(Material shown Opens)

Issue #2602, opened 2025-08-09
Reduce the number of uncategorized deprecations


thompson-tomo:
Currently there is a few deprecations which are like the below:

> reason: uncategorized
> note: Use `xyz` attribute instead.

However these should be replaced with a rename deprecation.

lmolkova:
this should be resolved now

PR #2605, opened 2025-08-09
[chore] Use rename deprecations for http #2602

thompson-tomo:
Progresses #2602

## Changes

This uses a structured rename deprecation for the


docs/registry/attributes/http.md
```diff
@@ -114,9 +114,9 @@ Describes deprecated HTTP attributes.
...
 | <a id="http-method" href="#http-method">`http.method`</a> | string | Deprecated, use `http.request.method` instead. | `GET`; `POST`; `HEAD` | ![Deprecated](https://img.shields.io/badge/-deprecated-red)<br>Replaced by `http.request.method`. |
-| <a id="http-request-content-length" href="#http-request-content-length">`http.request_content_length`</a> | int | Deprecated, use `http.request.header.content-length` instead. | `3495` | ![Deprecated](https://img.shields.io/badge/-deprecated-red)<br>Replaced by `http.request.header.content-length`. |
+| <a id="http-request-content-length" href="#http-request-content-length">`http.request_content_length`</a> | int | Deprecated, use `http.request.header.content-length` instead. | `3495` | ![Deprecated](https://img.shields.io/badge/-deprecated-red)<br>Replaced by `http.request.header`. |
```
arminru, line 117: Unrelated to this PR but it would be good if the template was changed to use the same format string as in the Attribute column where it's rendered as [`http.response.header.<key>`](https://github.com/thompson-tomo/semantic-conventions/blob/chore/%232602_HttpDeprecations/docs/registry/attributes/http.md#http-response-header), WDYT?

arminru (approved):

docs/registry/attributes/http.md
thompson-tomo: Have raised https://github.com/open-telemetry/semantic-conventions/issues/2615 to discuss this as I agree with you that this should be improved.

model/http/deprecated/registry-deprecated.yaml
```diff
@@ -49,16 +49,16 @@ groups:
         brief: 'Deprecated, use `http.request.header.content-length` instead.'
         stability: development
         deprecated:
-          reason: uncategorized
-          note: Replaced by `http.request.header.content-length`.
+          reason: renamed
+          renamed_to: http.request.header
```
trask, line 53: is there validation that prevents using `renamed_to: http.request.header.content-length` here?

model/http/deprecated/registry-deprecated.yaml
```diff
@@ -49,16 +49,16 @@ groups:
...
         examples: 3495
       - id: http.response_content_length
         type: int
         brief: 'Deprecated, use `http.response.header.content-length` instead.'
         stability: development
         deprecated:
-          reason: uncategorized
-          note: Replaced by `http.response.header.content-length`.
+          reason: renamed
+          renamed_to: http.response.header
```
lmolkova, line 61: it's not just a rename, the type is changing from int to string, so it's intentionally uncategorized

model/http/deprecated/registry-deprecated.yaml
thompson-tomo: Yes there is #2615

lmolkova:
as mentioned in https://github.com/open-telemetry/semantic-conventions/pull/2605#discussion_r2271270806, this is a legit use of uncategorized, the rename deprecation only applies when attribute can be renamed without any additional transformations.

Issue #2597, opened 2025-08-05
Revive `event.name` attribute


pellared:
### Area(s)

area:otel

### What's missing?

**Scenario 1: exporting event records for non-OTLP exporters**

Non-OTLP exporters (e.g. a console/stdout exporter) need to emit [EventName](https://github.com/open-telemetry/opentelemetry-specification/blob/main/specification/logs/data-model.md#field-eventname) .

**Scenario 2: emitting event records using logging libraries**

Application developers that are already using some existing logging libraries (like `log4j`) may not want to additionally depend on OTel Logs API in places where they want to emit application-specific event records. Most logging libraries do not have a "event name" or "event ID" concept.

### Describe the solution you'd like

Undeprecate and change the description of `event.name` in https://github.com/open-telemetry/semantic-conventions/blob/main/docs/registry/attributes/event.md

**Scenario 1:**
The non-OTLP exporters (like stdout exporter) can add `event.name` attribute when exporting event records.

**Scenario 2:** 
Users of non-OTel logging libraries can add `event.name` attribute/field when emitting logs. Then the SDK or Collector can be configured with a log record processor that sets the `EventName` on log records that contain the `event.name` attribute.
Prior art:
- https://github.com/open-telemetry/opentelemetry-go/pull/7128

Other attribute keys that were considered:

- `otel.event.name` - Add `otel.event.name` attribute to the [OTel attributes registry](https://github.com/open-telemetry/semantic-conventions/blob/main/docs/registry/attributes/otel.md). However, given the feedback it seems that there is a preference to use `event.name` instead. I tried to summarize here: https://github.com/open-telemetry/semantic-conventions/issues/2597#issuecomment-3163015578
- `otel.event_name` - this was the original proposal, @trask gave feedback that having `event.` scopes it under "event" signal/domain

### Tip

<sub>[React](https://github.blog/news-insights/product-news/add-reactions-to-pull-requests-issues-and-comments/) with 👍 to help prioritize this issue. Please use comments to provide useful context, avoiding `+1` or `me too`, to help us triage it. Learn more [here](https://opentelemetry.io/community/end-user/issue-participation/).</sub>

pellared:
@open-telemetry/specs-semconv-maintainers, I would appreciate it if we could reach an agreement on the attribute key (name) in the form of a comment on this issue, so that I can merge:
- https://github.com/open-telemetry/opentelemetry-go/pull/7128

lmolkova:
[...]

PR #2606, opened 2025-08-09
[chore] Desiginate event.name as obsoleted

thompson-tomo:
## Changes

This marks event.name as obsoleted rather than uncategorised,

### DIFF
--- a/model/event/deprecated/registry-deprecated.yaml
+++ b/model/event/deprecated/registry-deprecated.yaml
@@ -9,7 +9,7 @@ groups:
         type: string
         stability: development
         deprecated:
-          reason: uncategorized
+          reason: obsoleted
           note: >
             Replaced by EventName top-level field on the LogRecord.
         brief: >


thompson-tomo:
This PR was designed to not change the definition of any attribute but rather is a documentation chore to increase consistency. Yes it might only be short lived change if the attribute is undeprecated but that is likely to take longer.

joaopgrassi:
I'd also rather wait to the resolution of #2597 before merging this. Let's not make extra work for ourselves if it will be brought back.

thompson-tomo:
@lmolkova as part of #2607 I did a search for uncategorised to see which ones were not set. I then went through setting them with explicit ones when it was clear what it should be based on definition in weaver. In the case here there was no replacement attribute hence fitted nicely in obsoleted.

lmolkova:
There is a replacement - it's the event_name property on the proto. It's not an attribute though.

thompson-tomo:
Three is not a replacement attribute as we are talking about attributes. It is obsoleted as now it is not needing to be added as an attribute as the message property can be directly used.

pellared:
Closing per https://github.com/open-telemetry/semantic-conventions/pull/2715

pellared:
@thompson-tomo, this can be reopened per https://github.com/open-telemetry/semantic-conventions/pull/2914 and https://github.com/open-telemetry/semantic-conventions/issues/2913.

(Material shown Closes)

- _What is required_
Each line of the entries above that contains "href" is to be copied.

- _Response to the task_
 | <a id="http-method" href="#http-method">`http.method`</a> | string | Deprecated, use `http.request.method` instead. | `GET`; `POST`; `HEAD` | ![Deprecated](https://img.shields.io/badge/-deprecated-red)<br>Replaced by `http.request.method`. |
-| <a id="http-request-content-length" href="#http-request-content-length">`http.request_content_length`</a> | int | Deprecated, use `http.request.header.content-length` instead. | `3495` | ![Deprecated](https://img.shields.io/badge/-deprecated-red)<br>Replaced by `http.request.header.content-length`. |
+| <a id="http-request-content-length" href="#http-request-content-length">`http.request_content_length`</a> | int | Deprecated, use `http.request.header.content-length` instead. | `3495` | ![Deprecated](https://img.shields.io/badge/-deprecated-red)<br>Replaced by `http.request.header`. |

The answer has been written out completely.